DESCRIPTION OF THE TASK -> Show every line below where "generator" appears.

MATERIAL SUPPLIED ->
PR #142, opened 2019-12-19
Remove SciPy version pin now wheels fixed

AdamGleave:
https://github.com/scipy/scipy/issues/11237 has been closed


AdamGleave:
Tests seem to be failing because of https://github.com/hill-a/stable-baselines/pull/609 being merged. @shwang is this fixed in another PR, or should we make a new one?

shwang:
@AdamGleave I'll add a new PR, thanks for pointing this out

shwang:
Codecov is not liking the sharded pytest. I looked through the containers pytest logs -- an interesting thing I noticed is that two tests that are showing as not covered, `test_buffer_sample_errors` and `test_policy_om_reasonable_mdp` only show up in container 2's logs. (Does not show up in container 0 and 1's "run tests" logs).

Another interesting thing is that the `def test_policy_om_reasonable_mdp` line shows 2 hits even though there are 3 containers. This seems to suggest that container 2's code cov data is getting skipped.

shwang:
image

PR #144, opened 2019-12-31
adversarial: Reuse PPO2 samples in generator replay buffer

shwang:
Use a custom `BufferingWrapper` to record the generator policy replay buffer samples in `AdversarialTrainer` (now uses the samples that the underlying RL algorithm (e.g. PPO2) uses.)

We used to directly rollout samples from the policy in between iterations of RL training, but this would result in unnecessary `VecEnv` resets and bias training/logging (`rollout.generate_trajectories` begins with a reset).

Another solution I tried was making an clone of `AdversarialTrainer.venv_train_norm` just for generating transition samples. This solution was less trivial than I thought (because of syncing `VecNormalizeWrapper`s and Monitor logging), and using `BufferingWrapper` should save compute.


src/imitation/algorithms/adversarial.py
```diff
@@ -133,12 +134,17 @@ def __init__(self,
...
     if gen_replay_buffer_capacity is None:
       gen_replay_buffer_capacity = 20 * self.gen_batch_size
     self._gen_replay_buffer = buffer.ReplayBuffer(gen_replay_buffer_capacity,
                                                   self.venv)
-    self._populate_gen_replay_buffer()
+    gen_samples = rollout.generate_transitions(
+      self.gen_policy,
+      self.venv_train_norm,
+      n_timesteps=self.gen_batch_size // 2)
+    self._gen_replay_buffer.store(gen_samples)
```
AdamGleave: Is this just to make sure the replay buffer isn't empty and so can be sampled immediately? I wonder if we can avoid this by doing `train_gen` before `train_disc`?

src/imitation/util/buffering_wrapper.py
```diff
@@ -0,0 +1,75 @@
...
+    """
+    Args:
+      venv: The wrapped VecEnv.
+      error_premature_reset: Error if `reset()` is called on this wrapper
+        and there are saved samples that haven't yet been accessed.
+    """
+    super().__init__(venv)
+    self.error_on_premature_reset = error_on_premature_reset
+    self._did_reset = False
+    self.obs_list = []
```
AdamGleave: Weakly prefer these being `None` (unless it causes pytype to start complaining) since must call `reset()` before `step()`

src/imitation/util/buffering_wrapper.py
```diff
@@ -0,0 +1,75 @@
...
+        "BufferingWrapper reset() before samples were accessed")
+    obs = self.venv.reset(**kwargs)
+    self.obs_list = [obs]
+    self.acts_list = []
+    self.rews_list = []
+    self.dones_list = []
+    self._did_reset = True
+    return obs
+
+  def step(self, actions):
```
AdamGleave: This will never get called if consumer uses `step_async` and `step_wait` directly.

Think should introduce `step_async` that just appends to `self.acts_list`. Then the rest of this method can be `step_wait`.

src/imitation/util/buffering_wrapper.py
```diff
@@ -0,0 +1,75 @@
+import numpy as np
+from stable_baselines.common.vec_env import VecEnv, VecEnvWrapper
+
+from imitation.util import rollout
+
+
+class BufferingWrapper(VecEnvWrapper):
```
AdamGleave: It feels like this is doing something very similar to `imitation.util.rollout`. Can we combine them in some way to avoid code duplication?

One approach would be to use `BufferingWrapper` inside `imitation.util.rollout`, to store the trajectories.

Currently there's an implementation difference that `BufferingWrapper` stores transitions and `rollout` works on the basis of trajectories, but we could change `BuffferingWrapper` to be trajectories (just port over code from `rollout.generate_trajectories`).

tests/test_buffering_wrapper.py
```diff
@@ -0,0 +1,100 @@
...
+
+    obs = venv.reset()
+    np.testing.assert_array_equal(obs, [0, 0])
+    expect_obs_list.append(obs)
+
+    for t in range(1, 10):
+      acts = np.random.random(size=(2,))
+      expect_acts_list.append(acts)
+
+      obs, *_ = venv.step(acts)
```
AdamGleave: test `step_async`, `step_wait` version (if that works, just `step()` will work too)

tests/test_buffering_wrapper.py
```diff
@@ -0,0 +1,100 @@
...
+      np.testing.assert_array_equal(obs, [t, t])
+      expect_obs_list.append(obs)
+
+    samples = venv.pop_transitions()
+    np.testing.assert_array_equal(samples.obs,
+                                  np.concatenate(expect_obs_list[:-1]))
+    np.testing.assert_array_equal(samples.acts,
+                                  np.concatenate(expect_acts_list))
+    np.testing.assert_array_equal(samples.next_obs,
```
AdamGleave: check rewards are correct too?

src/imitation/algorithms/adversarial.py
shwang: Yes, that would work. But not prepopulating the replay buffer has another problem where we have to either
(1) error if the user calls`train_disc` is called before `train_gen` or 
(2) prepopulate the replay buffer if `train_disc` is called before `train_gen`

In my head (2) seems like the preferable solution to me in which case we might as well simplify the code by prepopulating upon `__init__`.

src/imitation/util/buffering_wrapper.py
shwang: As you noted it could be tricky to use the current `rollout.Transition`-based BufferingWrapper within `generate_trajectories`. I'm wondering right now if it's important that BufferingWrapper is Transition rather than Trajectory-based.

If a typical trajectory has many more timesteps than `buffer.capacity // n_vec` then at the very least this would lead to a `ValueError("Not enough capacity to store data.")`.

It could also be troublesome I think if there's epochs in the beginning of training where the buffer isn't updated.

shwang: Looking through `_TrajectoryAccumulator` a second time, I think it actually would be a straightforward refactor to allow `BufferingWrapper` to either `pop_trajectories` or `pop_transitions`.

We would use `TrajectoryAccumulator` inside `BufferingWrapper`, and simply do something similar to `finish_trajectory` on every unfinished intermediate trajectory data structure if the user calls `pop_transitions`.

tests/test_buffering_wrapper.py
shwang: I'll do something about terminal observations as well

src/imitation/util/buffering_wrapper.py
AdamGleave: The transitions vs trajectory thing is a pain. It seems the main issue is that we want to return trajectory segments that are not complete? Calling `finish_trajectory` prematurely seems fine.

src/imitation/algorithms/adversarial.py
shwang: We decided to error if `train_disc` is called before `train_gen` is called.

shwang:
Keeping base branch at `timesteps` for now because the number of commits that are shown are this page is ungodly (due to the squash merge of `timesteps` into `master`).

shwang:
Following @AdamGleave's suggestion to reduce code duplication between these two classes, I put a `TrajectoryAccumulator` inside `BufferingWrapper`. In fact there was a huge bug in my previous implementation involving getting incorrect `next_obs` that was most easily solved by using `TrajectoryAccumulator` with a few modifications.

I tried putting `BufferingWrapper` inside `generate_trajectory`. It was really messy and not an improvement. However, I was able to factored out the inner (`step()`) loop from `generate_trajectory` and `BufferingWrapper` into a new method `TrajectoryAccumulator.add_steps_and_auto_finish(...) -> List[Trajectory]`.

tests/test_buffering_wrapper.py
```diff
@@ -0,0 +1,215 @@
...
+    extra_pop_timesteps: By default, we only call `pop_*()` after `n_steps`
+      calls to `step()`. For every unique positive `x` in `extra_pop_timesteps`,
+      we also call `pop_*()` after the `x`th call to `step()`. All popped
+      samples are concatenated before validating results at the end of this
+      test case. All `x` in `extra_pop_timesteps` must be in range(1, n_steps).
+      (`x == 0` is not valid because there are no transitions to pop at timestep
+      0).
+  """
+  if not n_steps >= 1:
+    raise ValueError(n_steps)
```
shwang: Missing coverage on this line. I should change into `assert` or use `# nocov?something`.

src/imitation/util/rollout.py
```diff
@@ -117,32 +130,68 @@ def finish_trajectory(self, key: Hashable = None) -> Trajectory:
...
+      key: np.stack(arr_list, axis=0)
+      for key, arr_list in out_dict_unstacked.items()
     }
     traj = Trajectory(**out_dict_stacked)
+    assert traj.rews.shape[0] == traj.acts.shape[0] == traj.obs.shape[0] - 1
     return traj
 
-  def add_step(self, step_dict: Dict[str, np.ndarray], key: Hashable = None):
-    """Add a single step to the partial trajectory identified by `key`.
+  def add_steps_and_auto_finish(self,
```
qxcv: This method is coupled to `VecEnv` from stable baselines, but the rest of the class is not. Perhaps it would be better to have this as a standalone function?

src/imitation/util/buffering_wrapper.py
```diff
@@ -0,0 +1,90 @@
...
+    self._trajectories.extend(finished_trajs)
+    self.n_transitions += self.num_envs
+    return obs, rews, dones, infos
+
+  def _finish_partial_trajectories(self) -> List[rollout.Trajectory]:
+    """Finishes and returns partial trajectories in `self._traj_accum`."""
+    trajs = []
+    for i in range(self.num_envs):
+      # Check that we have any transitions at all.
+      n_transitions = len(self._traj_accum.partial_trajectories[i]) - 1
```
qxcv: Not clear what is going on here. Comment?

shwang: Ok, added a comment describing why `n_transitions` is calculated this way.

src/imitation/util/rollout.py
shwang: Don't agree with this point, as I think that `VecEnv` is a common use case throughout this repository and this file, and this method (or otherwise copying the code inside the method) is necessary for using VecEnvs with `TrajectoryAccumulator`.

ANSWER TO THE EXERCISE ->
adversarial: Reuse PPO2 samples in generator replay buffer
Use a custom `BufferingWrapper` to record the generator policy replay buffer samples in `AdversarialTrainer` (now uses the samples that the underlying RL algorithm (e.g. PPO2) uses.)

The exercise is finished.